Uncle Neal is but one of a litany of dead gays in cinematic history, yet Ganymede ultimately refuses the ‘bury your gays’ trope by refusing to let past terrors and corporeal horrors continue to haunt present-day gays. Lee escapes what almost becomes a traumatic cycle in his family on his mother’s side. Part of that is due to Kyle, who will not let go of Lee, no matter how difficult things become. Part of that is also due to Floy, who tosses out her admittedly forced attitude towards homosexuality before it’s too late and stands by her gay son in defiance of Big Lee who’s symbolic of heteronormative patriarchy’s hypocrisy. 

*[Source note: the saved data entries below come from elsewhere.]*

PR #5766, opened 2023-05-02
feat: [#184305929] review page highlighted empty fields

somabadri:
## Description

The empty fields on the review page are now highlighted and display the text `Not Entered`.

### Ticket

[184305929](https://www.pivotaltracker.com/story/show/184305929)

## Code author checklist

### DIFF
--- a/web/src/components/tasks/business-formation/business/BusinessNameAndLegalStructure.tsx
+++ b/web/src/components/tasks/business-formation/business/BusinessNameAndLegalStructure.tsx
@@ -4,6 +4,7 @@ import { ModalTwoButton } from "@/components/ModalTwoButton";
 import { ModifiedContent } from "@/components/ModifiedContent";
 import { UnStyledButton } from "@/components/njwds-extended/UnStyledButton";
 import { LookupStepIndexByName } from "@/components/tasks/business-formation/BusinessFormationStepsConfiguration";
+import { ReviewNotEntered } from "@/components/tasks/business-formation/review/section/ReviewNotEntered";
 import { BusinessFormationContext } from "@/contexts/businessFormationContext";
 import { useConfig } from "@/lib/data-hooks/useConfig";
 import { useUserData } from "@/lib/data-hooks/useUserData";
@@ -62,6 +63,14 @@ export const BusinessNameAndLegalStructure = ({ isReviewStep = false }: Props): 
     return isReviewStep ? `${label}:` : label;
   };
 
+  const notEnteredBusinessName = (): ReactElement => {
+    if (isReviewStep) {
+      return <ReviewNotEntered />;
+    } else {
+      return <span className="text-accent-cool-darker">{Config.formation.general.notEntered}</span>;
+    }
+  };
+
   return (
     <>
       <div className="flex space-between margin-bottom-2 flex-align-center">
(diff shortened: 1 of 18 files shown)


web/src/components/tasks/business-formation/review/ReviewPartnership.tsx
```diff
@@ -12,9 +12,10 @@ export const ReviewPartnership = (): ReactElement => {
   const notEnteredText = (question: string): ReactElement => {
     return (
       <>
-        <div>
-          <em>{Config.formation.general.notEntered}</em> - {question}
-        </div>
+        <span className={"bg-accent-warm-extra-light text-italic"}>
+          {Config.formation.general.notEntered}
```
aloverso, line 16: can we use the <NotEntered> component here?

web/src/components/tasks/business-formation/review/ReviewSignatures.tsx
```diff
@@ -19,9 +20,43 @@ export const ReviewSignatures = (): ReactElement => {
     };
   };
 
+  const displayEmptySignersIfNotEntered = (): ReactElement | undefined => {
```
aloverso, line 23: I might recommend moving the if-statement out of this and into the place where this function gets called. Having an "if" in the name of the method is a little confusing, not least because it doesn't fully capture the extent of the "if" statement in here. Might be cleaner to name the function `displayEmptySigners` and move the if-statement to the render

web/src/components/tasks/business-formation/review/ReviewSignatures.tsx
```diff
@@ -19,9 +20,43 @@ export const ReviewSignatures = (): ReactElement => {
...
+              value={undefined}
+              marginOverride={"margin-top-0"}
+            />
+          )}
+        </div>
+      );
+    }
+  };
+
+  const displayEmptyIncorporatorsIfEmpty = (): ReactElement | undefined => {
```
aloverso, line 40: same notes as above

web/src/components/tasks/business-formation/review/ReviewSignatures.tsx
aloverso: It would have the added benefit of always returning a thing, never undefined

web/src/components/tasks/business-formation/review/ReviewPartnership.tsx
somabadri: The styling doesn't work because the `Not Entered` portion has to be a part of the first sentence but if we use the component then there are two sections, the left and right and it doesn't look like one sentence flowing into the second line anymore.

web/src/components/tasks/business-formation/review/ReviewSignatures.tsx
somabadri: I was debating between the two for the same reasons but decided to go with this because it felt cleaner in the code but agree with your points regarding the confusion it might lead to, making the change.

aloverso: looking at the code below, there's a lot going on with the mapping of signers and incorporators, and then these functions in there as well. What if we have a strcuture like this? (psuedocode)

```
const signers = () => {
if (hasNoSigners) {
  return displayEmptySigners()
 } else {
  return displaySigners()
 }
}

const incorporators = () => {
 if (hasNoIncorporators) {
  return displayEmptyIncorporators()
 } else {
  return displayIncorporators()
 }
}

const displayEmptyIncorporators = () => <>...</>
const displayEmptySigners = () => <>...</>
const displayIncorporators = () => <>...</>
const displaySigners = () => <>...</>


render (
  {signers()}
  {incorporators()}
)

```

somabadri: I like this, makes it easier to read. I will restructure it.

web/src/components/tasks/business-formation/business/BusinessNameAndLegalStructure.tsx
```diff
@@ -81,20 +82,26 @@ export const BusinessNameAndLegalStructure = ({ isReviewStep = false }: Props):
...
-            >
-              {Config.formation.general.editButtonText}
-            </UnStyledButton>
-          )}
+          <div className="flex">
+            <div className="margin-right-05">
+              {state.formationFormData.businessName ? (
+                <span className="text-accent-cool-darker">{state.formationFormData.businessName}</span>
+              ) : (
+                <ReviewNotEntered />
```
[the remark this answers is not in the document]
somabadri: Let me confirm with design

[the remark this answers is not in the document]
somabadri: They wanted to keep the original blue body text design, so updated it accordingly.

aloverso (approved):

PR #5768, opened 2023-05-03
feat: [#184858230] add business structure task for all industries

aloverso:
## Description

- Added a new task to all roadmaps for business structure
- Task starts as completed in the `emptyUserData` object (this will change with the next story in this chain)
- Task shows saved legal structure & allows user to edit and save it
- Task progress automatically updates when clicking edit and when clicking save
- Task status checkbox is locked, tooltip text depends on state

### Ticket

[#184858230](https://www.pivotaltracker.com/story/show/184858230)

### Approach

One interesting piece to flag here:

I used the updateQueue _without_ triggering a save for when the user clicks "edit" and the task status goes from Complete to In-Progress. Because if they are editing & leave the task without saving, it needs to revert back to the old, saved, completed state. So I queue up the task-progress change without actually saving it in the backend.

This meant I needed to change `TaskHeader` and `TaskProgressCheckbox` to decide their state (ie, the grey/blue/green header background color and the text it displays) based on the state of the queue, not the state of the saved userData. Hence the change in these files from `userData` to `updateQueue.current()`

### Notes

I made the same exact change to all 50+ industry json files so you can probably skip all that to make reviewing easier

## Code author checklist

### DIFF
--- a/content/src/roadmaps/industries/acupuncture.json
+++ b/content/src/roadmaps/industries/acupuncture.json
@@ -19,6 +19,12 @@
       "required": true
     },
     {
+      "step": 1,
+      "weight": 100,
+      "task": "business-structure",
+      "required": true
+    },
+    {
       "step": 2,
       "weight": 20,
       "task": "register-for-ein",
--- a/content/src/fieldConfig/business-structure-task.json
+++ b/content/src/fieldConfig/business-structure-task.json
@@ -1,0 +1,10 @@
+{
+  "businessStructureTask": {
+    "uncompletedTooltip": "Select and then save to complete this task.",
+    "completedTooltip": "This task is complete. You can edit your business structure selection below.",
+    "saveButton": "Save Business Structure",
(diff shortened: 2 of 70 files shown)


content/src/roadmaps/industries/acupuncture.json
```diff
@@ -18,6 +18,12 @@
       "task": "determine-naics-code",
       "required": true
     },
+    {
+      "step": 1,
+      "weight": 100,
+      "task": "business-structure",
+      "required": true
+    },
```
mikewolfd, line 26: Was there a reason we never had a default add-on for tasks all industries shared?

mikewolfd (approved):

content/src/roadmaps/industries/acupuncture.json
aloverso: we actually used to and Dave removed it because there were a couple exceptions to it.... but I think it might be a good idea

PR #212, opened 2023-09-22
ci: make capi+capo version configurable

mnaser:
Closes https://github.com/vexxhost/magnum-cluster-api/issues/199

PR #214, opened 2023-09-22
fix: Install magnumclient cli in hack script

okozachenko1203:


mnaser:
I added this change into #212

One dead gay is enough in Ganymede, and the entire plot is all about allowing no more dead gays. It takes a lot of pain and, indeed, some trauma for Lee to arrive at a positive place. At least he’s alive to be in that place. There’s so much hope for him going forward, particularly with his mother finally fully by his side. There’s even the closet case, Justin, seeming to be living his truth in the closing scene, spending time with Lee and Kyle—here’s to hoping his nose is done being broken thanks to toxic masculinity combined with internalised homophobia.

The real terror of Ganymede are all the results of repressing sexuality and treating non-heteronormative sexuality as if it’s something monstrous. The real monsters are Big Lee and Pastor Royer, and all the other men like them in many towns, as well as cities, across America, Canada, and every other country on Planet Earth. This kind of man leaves trauma in his wake, as he preaches and pontificates to the world about what’s right and what’s wrong while living opposite his own words. This kind of man has a child only to reject them simply because of who their child grows up to love. This kind of man cannot reckon with his own desires, nor live a so-called holy life that he tells others to live. Ganymede turns a traditional Gothic portrayal of homosexuals as monsters into contemporary Queer Gothic that rightly posits white heteronormative patriarchy is the monster and will eat all of us alive if we let it. Lee survives the monster and, in the process, saves his mother from succumbing to it, too. Big Lee goes off to live his hypocritical truth, and as for Pastor Royer, he remains haunted by the internalised homophobia he’s come to call a friend after so many years.